§ **Your assignment**
Go line by line through the entries below and copy those containing the string "Where".

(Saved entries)

-- -- --

PR #9515, opened 2020-09-22
Improve handling of the backing_store configuration parameter

revl:
## Change Description

This commit makes the code around setting the `backing_store` parameter in `combined_database` more readable and adds an additional check for when nodeos is relaunched with a different type of `backing_store`.

## Change Type

- [ ] Documentation
- [ ] Stability bug fix
- [x] Other
- [ ] Other - special case

## Consensus Changes
- [ ] Consensus Changes

## API Changes
- [ ] API Changes

## Documentation Additions
- [ ] Documentation Additions

### DIFF
--- a/libraries/chain/combined_database.cpp
+++ b/libraries/chain/combined_database.cpp
@@ -108,9 +108,7 @@ namespace eosio { namespace chain {
                     "Chainbase indicates that RocksDB is in use; resync, replay, or restore from snapshot to switch back to chainbase");
          break;
       case backing_store_type::ROCKSDB:
-         {
-            if (db.get<kv_db_config_object>().backing_store == backing_store_type::ROCKSDB)
-               return;
+         if (db.get<kv_db_config_object>().backing_store != backing_store_type::ROCKSDB) {
             auto& idx = db.get_index<kv_index, by_kv_key>();
             auto  it  = idx.lower_bound(boost::make_tuple(name{}, std::string_view{}));
             EOS_ASSERT(it == idx.end(), database_move_kv_disk_exception,
--- a/libraries/chain/combined_database.cpp
+++ b/libraries/chain/combined_database.cpp
@@ -101,18 +101,25 @@ namespace eosio { namespace chain {
          kv_database(std::make_unique<b1::chain_kv::database>(rocksdb_path.c_str(), rocksdb_create_if_missing, rocksdb_threads, rocksdb_max_open_files)),
          kv_undo_stack(std::make_unique<b1::chain_kv::undo_stack>(*kv_database, rocksdb_undo_prefix)) {}
 
-   void combined_database::set_backing_store(backing_store_type backing_store) {
-      if (backing_store == backing_store_type::ROCKSDB) {
-         if (db.get<kv_db_config_object>().backing_store == backing_store_type::ROCKSDB)
-            return;
-         auto& idx = db.get_index<kv_index, by_kv_key>();
-         auto  it  = idx.lower_bound(boost::make_tuple(name{}, std::string_view{}));
-         EOS_ASSERT(it == idx.end(), database_move_kv_disk_exception,
-                    "Chainbase already contains KV entries; use resync, replay, or snapshot to move these to "
-                    "rocksdb");
-         db.modify(db.get<kv_db_config_object>(), [](auto& cfg) { cfg.backing_store = backing_store_type::ROCKSDB; });
+   void combined_database::check_backing_store_setting() {
+      switch (backing_store) {
+      case backing_store_type::CHAINBASE:
+         EOS_ASSERT(db.get<kv_db_config_object>().backing_store != backing_store_type::ROCKSDB, database_move_kv_disk_exception,
+                    "Chainbase indicates that RocksDB is in use; resync, replay, or restore from snapshot to switch back to chainbase");
+         break;
+      case backing_store_type::ROCKSDB:
+         {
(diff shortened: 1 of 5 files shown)


libraries/chain/combined_database.cpp
```diff
@@ -101,18 +101,25 @@ namespace eosio { namespace chain {
...
-         auto  it  = idx.lower_bound(boost::make_tuple(name{}, std::string_view{}));
-         EOS_ASSERT(it == idx.end(), database_move_kv_disk_exception,
-                    "Chainbase already contains KV entries; use resync, replay, or snapshot to move these to "
-                    "rocksdb");
-         db.modify(db.get<kv_db_config_object>(), [](auto& cfg) { cfg.backing_store = backing_store_type::ROCKSDB; });
+   void combined_database::check_backing_store_setting() {
+      switch (backing_store) {
+      case backing_store_type::CHAINBASE:
+         EOS_ASSERT(db.get<kv_db_config_object>().backing_store != backing_store_type::ROCKSDB, database_move_kv_disk_exception,
+                    "Chainbase indicates that RocksDB is in use; resync, replay, or restore from snapshot to switch back to chainbase");
```
linhuang-blockone, line 108: Where/when is backing_store_type::CHAINBASE state saved in the chainbase? Should a statement like db.modify(db.get<kv_db_config_object>(), [](auto& cfg) { cfg.backing_store = backing_store_type::CHAINBASE; }); appear somewhere?

libraries/chain/combined_database.cpp
```diff
@@ -101,18 +101,25 @@ namespace eosio { namespace chain {
...
+         break;
+      case backing_store_type::ROCKSDB:
+         {
+            if (db.get<kv_db_config_object>().backing_store == backing_store_type::ROCKSDB)
+               return;
```
linhuang-blockone, line 113: Add a log saying "using rocksdb for backing store" before "return". Otherwise the users will get confused sometimes see backing store setting while other times not.

libraries/chain/combined_database.cpp
revl: Where would you suggest this statement should appear?

libraries/chain/combined_database.cpp
revl: Done.

libraries/chain/combined_database.cpp
linhuang-blockone: Whenever configuration is changed from RocksDB to Chainbase, I think that should be reflected in the kv_db_config_object in the database. Maybe this kv_db_config_object's name should be changed too as it contains
information not only for kv.

revl: It's not possible to switch from RocksDB to Chainbase, because, unlike the opposite case - Chainbase to RocksDB, there is no check for whether RocksDB was actually used. Once nodeos has been switched to RocksDB, that change is permanent, and a replay or restore from snapshot would be required to switch back to Chainbase.

linhuang-blockone: I see. Thanks. If backing_store is Chainbase, kv_db_config_object will be created to its default value backing_store_type::Chainbase.

linhuang-blockone (approved):

libraries/chain/combined_database.cpp
revl: Yes.

nksanthosh:
@revl Can you please see why the tests are failing?

libraries/chain/combined_database.cpp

-- -- --

§ **Answer to this task**
linhuang-blockone, line 108: Where/when is backing_store_type::CHAINBASE state saved in the chainbase? Should a statement like db.modify(db.get<kv_db_config_object>(), [](auto& cfg) { cfg.backing_store = backing_store_type::CHAINBASE; }); appear somewhere?
revl: Where would you suggest this statement should appear?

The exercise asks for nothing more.